* YOUR GOAL *
All lines of the entries with "runTurnOwnedWorkflow" in them must be listed.

* DATA IN THIS EXERCISE *
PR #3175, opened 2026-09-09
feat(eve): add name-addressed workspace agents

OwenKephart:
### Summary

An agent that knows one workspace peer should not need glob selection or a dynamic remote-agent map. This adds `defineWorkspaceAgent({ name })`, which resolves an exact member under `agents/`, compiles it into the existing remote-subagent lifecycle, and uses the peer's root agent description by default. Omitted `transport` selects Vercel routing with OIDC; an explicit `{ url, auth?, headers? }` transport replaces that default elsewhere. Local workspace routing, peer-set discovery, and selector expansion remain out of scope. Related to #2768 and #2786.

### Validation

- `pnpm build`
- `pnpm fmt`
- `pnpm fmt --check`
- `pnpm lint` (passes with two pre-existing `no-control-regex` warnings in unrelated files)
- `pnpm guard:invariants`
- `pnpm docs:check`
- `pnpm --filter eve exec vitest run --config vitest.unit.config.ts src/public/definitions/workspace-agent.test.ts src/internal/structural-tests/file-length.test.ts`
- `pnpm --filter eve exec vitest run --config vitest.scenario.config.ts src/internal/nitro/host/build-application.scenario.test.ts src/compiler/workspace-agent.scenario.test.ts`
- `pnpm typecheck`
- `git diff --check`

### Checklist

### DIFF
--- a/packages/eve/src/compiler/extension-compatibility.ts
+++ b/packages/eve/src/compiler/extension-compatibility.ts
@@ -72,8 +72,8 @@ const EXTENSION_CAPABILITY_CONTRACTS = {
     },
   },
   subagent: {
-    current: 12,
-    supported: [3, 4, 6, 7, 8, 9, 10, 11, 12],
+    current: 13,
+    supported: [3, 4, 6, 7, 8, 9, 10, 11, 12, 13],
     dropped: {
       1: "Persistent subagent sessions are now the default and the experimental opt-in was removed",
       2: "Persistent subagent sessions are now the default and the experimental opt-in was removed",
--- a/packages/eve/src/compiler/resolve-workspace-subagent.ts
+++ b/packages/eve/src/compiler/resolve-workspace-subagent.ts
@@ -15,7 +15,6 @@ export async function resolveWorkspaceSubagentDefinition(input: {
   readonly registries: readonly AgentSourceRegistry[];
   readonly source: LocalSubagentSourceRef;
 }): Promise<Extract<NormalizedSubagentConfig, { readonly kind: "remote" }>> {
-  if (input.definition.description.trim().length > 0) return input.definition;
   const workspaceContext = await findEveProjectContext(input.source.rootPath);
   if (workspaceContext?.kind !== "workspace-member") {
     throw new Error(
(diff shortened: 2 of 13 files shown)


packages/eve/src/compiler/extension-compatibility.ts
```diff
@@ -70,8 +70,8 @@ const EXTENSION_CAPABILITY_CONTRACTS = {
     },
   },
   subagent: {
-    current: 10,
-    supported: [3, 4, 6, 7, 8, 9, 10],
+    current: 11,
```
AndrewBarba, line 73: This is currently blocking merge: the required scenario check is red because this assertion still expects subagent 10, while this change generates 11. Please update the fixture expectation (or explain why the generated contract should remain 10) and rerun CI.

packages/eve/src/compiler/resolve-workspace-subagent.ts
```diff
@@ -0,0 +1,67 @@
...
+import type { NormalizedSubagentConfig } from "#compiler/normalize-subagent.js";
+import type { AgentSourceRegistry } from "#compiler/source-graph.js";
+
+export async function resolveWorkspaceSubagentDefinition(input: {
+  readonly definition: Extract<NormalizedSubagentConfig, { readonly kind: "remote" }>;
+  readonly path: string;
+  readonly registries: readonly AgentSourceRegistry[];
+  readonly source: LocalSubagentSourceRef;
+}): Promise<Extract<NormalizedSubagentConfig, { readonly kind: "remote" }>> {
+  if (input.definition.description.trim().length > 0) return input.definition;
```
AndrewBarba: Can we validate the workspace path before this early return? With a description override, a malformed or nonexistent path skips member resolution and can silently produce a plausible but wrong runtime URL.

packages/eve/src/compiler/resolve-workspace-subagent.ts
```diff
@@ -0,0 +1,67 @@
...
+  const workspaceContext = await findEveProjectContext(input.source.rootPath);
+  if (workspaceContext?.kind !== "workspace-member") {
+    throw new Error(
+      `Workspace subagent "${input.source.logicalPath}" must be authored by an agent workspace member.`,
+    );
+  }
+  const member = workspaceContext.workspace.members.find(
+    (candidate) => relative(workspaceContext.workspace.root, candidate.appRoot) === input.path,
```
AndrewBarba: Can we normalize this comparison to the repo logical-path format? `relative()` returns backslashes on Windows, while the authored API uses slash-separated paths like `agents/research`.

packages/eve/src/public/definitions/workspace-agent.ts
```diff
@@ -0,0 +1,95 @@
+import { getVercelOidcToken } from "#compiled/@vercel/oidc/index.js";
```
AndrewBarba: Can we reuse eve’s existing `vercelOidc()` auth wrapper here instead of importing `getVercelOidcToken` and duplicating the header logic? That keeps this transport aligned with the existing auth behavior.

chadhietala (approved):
* * *
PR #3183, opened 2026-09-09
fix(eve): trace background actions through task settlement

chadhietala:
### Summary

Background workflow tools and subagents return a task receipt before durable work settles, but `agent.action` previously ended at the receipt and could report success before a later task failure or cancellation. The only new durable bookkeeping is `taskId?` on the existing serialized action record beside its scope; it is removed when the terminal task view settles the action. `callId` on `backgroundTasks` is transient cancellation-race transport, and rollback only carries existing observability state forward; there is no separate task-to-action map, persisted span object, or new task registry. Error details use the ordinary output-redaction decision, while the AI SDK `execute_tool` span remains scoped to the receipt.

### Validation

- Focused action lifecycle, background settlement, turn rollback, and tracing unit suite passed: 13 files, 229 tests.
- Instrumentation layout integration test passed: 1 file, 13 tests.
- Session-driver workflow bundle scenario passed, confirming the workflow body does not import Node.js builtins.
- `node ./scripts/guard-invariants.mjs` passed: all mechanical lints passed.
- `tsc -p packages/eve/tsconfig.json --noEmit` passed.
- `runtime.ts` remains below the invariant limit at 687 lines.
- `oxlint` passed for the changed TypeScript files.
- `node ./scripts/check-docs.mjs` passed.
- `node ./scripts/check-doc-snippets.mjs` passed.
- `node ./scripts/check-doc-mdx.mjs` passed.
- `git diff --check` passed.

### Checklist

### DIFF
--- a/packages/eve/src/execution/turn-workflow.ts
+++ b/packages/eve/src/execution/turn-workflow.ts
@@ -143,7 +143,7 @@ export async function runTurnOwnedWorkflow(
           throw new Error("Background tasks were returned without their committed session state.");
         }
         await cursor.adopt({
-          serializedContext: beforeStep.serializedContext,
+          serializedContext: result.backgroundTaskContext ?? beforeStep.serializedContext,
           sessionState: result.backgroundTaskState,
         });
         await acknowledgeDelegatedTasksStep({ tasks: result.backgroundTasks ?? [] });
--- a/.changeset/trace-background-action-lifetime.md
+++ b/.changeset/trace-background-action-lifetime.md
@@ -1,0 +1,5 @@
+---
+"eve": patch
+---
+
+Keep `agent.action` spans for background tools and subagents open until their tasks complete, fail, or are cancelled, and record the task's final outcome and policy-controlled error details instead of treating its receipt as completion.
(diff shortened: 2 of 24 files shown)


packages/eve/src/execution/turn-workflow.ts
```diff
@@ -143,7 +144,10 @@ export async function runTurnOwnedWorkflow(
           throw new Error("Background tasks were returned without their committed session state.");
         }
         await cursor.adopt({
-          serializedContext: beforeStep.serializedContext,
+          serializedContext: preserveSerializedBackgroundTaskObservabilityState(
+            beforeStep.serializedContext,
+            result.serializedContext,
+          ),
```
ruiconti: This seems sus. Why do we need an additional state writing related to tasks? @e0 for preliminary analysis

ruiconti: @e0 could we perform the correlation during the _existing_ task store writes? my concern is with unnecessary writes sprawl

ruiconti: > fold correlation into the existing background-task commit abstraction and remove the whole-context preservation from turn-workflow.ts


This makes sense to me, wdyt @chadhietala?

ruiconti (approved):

* SOLUTION TO THE PROBLEM *
@@ -143,7 +143,7 @@ export async function runTurnOwnedWorkflow(
@@ -143,7 +144,10 @@ export async function runTurnOwnedWorkflow(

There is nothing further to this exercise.